Angronius dismissed Gheer and the captains with a wave of his hand, "You are kind to offer, but I bid you to fret not. All I wish of you is to make swift preparations. The sortie I assisted in is but a prelude, for the Orks are planning on a massive counterattack. As I've learned from the start of this campaign, the best way to end the greenskin tide is to strike at its source. But alas, there is something unique about this particular Orks."

"Unique? How so?" Sanguinius inquired as the three Primarchs walked together.

"See the writing upon the walls? I've studied the Orks in hopes of finding a weakness." Angronius explained, giving himself over to this craftsmen to aid in the reparation of his armor. They worked quickly as he spoke without pause, "The Orks believe that the color red makes things go faster.
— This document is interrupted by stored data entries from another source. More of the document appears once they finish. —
PR #8157, opened 2025-09-24
feat: unschedule app_store_choice_screen_selection_v1 for now

kik-kik:
# feat: unschedule app_store_choice_screen_selection_v1 for now

This is because there appears to be a wider issue currently around the browser choice data with ongoing discussions. Until then descheduling this task to reduce the noise.


kwindau (commented):
LGTM

PR #8162, opened 2025-09-25
Bug 1990074 - Exclude deprecated apps from event monitoring

BenWu:
## Description

I tested and this allows `monitoring.event_monitoring_live` to be deployed from airflow-gke-prod

Removes
- pine
- org_mozilla_fenix_nightly
- org_mozilla_fennec_aurora
- org_mozilla_tv_firefox
- org_mozilla_vrbrowser
- mozilla_lockbox
- org_mozilla_ios_lockbox
- burnham
- org_mozilla_connect
- org_mozilla_firefoxreality
- org_mozilla_bergamot
- firefox_translations
- viu_politica
- treeherder

* https://bugzilla.mozilla.org/show_bug.cgi?id=1990074

### DIFF
--- a/sql_generators/glean_usage/event_monitoring_live.py
+++ b/sql_generators/glean_usage/event_monitoring_live.py
@@ -96,17 +96,11 @@ class EventMonitoringLive(GleanTable):
     ):
         # Cache app_info to avoid repeated calls
         cached_app_info = get_app_info()
-        
+
         # Get the app ID from the baseline_table name.
         # This is what `common.py` also does.
         app_id = re.sub(r"_stable\..+", "", baseline_table)
         app_id = ".".join(app_id.split(".")[1:])
-
-        # Skip any not-allowed app.
-        if app_id in ConfigLoader.get(
-            "generate", "glean_usage", "events_monitoring", "skip_apps", fallback=[]
-        ):
-            return
 
         tables = table_names_from_baseline(baseline_table, include_project_id=False)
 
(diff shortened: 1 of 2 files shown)


sql_generators/glean_usage/event_monitoring_live.py
```diff
@@ -121,6 +115,23 @@ def generate_per_app_id(
             "generate", "glean_usage", "events_monitoring", "events_tables", fallback={}
         )
 
+        deprecated = [
+            app_dataset.get("deprecated", False)
+            for _, app in cached_app_info.items()
+            for app_dataset in app
+            if dataset == app_dataset["bq_dataset_family"]
+        ][0] is True
```
sean-rose: **question:** Are there any cases where there multiple results in this list?

If so, I wonder if using `all()` might be more appropriate than just checking the first result.

sql_generators/glean_usage/event_monitoring_live.py
```diff
@@ -121,6 +115,23 @@ def generate_per_app_id(
             "generate", "glean_usage", "events_monitoring", "events_tables", fallback={}
         )
 
+        deprecated = [
+            app_dataset.get("deprecated", False)
+            for _, app in cached_app_info.items()
```
sean-rose: **suggestion (non-blocking):**
```suggestion
            for app in cached_app_info.values()
```

sean-rose (approved):
r+wc

sql_generators/glean_usage/event_monitoring_live.py
BenWu: Yes it's one entry per channel so this is checking the first channel which happens to always be release right now but I don't think there's anything enforcing that.

Deprecation can be set at both the app and channel level but there aren't any instances where it's set in the channel and there's more than one channel.  So setting `all()` won't change anything right now but it still makes sense to do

Somehow, the warboss who leads these Orks found a way to make them learn faster, therefore becoming smarter. They write in red, thus stimulating whatever small thing constitutes as a brain in their heads."

"A cunning enemy?"

"A brutally cunning enemy."

"A very dangerous enemy." Jaghatai mused, "The hourglass is set then. We must attack soon, before they get any smarter."

"I agree." Angronius revealed, "For the Ork boss I killed wasn't wearing the same cobbled scrap his underlings adorn themselves in. He was wearing power-armor, manufactured and meticulously crafted for war. A xenos race known for such crude contraptions possessing this kind of awakened intelligence worries me."